═══ Data shown ═══
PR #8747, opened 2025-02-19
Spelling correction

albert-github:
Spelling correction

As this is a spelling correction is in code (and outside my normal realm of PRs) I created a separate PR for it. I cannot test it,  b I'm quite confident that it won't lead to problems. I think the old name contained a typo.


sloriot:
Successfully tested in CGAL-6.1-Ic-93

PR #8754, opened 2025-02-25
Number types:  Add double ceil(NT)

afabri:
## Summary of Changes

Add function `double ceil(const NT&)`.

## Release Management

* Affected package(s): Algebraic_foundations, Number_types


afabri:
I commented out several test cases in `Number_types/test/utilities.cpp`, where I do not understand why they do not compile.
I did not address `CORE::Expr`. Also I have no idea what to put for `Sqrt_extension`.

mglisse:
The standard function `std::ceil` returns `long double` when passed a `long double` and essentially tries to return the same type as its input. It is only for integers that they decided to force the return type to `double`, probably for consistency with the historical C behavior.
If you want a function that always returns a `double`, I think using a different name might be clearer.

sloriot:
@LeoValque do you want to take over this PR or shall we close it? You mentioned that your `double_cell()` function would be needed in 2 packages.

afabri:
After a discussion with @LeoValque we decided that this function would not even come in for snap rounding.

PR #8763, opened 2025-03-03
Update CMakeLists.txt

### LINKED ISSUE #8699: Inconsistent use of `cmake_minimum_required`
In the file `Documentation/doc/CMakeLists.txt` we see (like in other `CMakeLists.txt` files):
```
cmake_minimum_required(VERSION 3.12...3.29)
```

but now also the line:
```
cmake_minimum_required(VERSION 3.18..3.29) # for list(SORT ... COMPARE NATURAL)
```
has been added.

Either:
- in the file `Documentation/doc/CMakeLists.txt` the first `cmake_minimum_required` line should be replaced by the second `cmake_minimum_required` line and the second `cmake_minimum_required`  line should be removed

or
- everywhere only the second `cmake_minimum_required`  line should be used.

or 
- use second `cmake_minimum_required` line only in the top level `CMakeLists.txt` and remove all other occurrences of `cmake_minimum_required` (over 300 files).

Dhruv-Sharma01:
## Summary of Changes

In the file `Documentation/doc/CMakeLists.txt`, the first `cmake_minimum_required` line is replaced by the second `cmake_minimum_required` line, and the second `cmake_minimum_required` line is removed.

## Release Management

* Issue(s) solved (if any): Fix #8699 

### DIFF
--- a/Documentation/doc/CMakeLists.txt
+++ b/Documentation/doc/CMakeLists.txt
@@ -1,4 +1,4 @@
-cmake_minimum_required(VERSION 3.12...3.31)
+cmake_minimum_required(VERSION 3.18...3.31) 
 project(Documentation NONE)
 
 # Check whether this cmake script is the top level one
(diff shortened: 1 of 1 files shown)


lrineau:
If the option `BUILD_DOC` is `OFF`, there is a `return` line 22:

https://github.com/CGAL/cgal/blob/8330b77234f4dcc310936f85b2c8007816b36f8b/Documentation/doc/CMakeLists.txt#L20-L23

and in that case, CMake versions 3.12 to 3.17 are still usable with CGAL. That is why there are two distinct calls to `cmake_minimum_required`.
═══
* The problem
The answer is the run of lines that starts at the one containing "If the option" and ends at the last line of the material, reproduced exactly.

* Answer to this task
If the option `BUILD_DOC` is `OFF`, there is a `return` line 22:

https://github.com/CGAL/cgal/blob/8330b77234f4dcc310936f85b2c8007816b36f8b/Documentation/doc/CMakeLists.txt#L20-L23

and in that case, CMake versions 3.12 to 3.17 are still usable with CGAL. That is why there are two distinct calls to `cmake_minimum_required`.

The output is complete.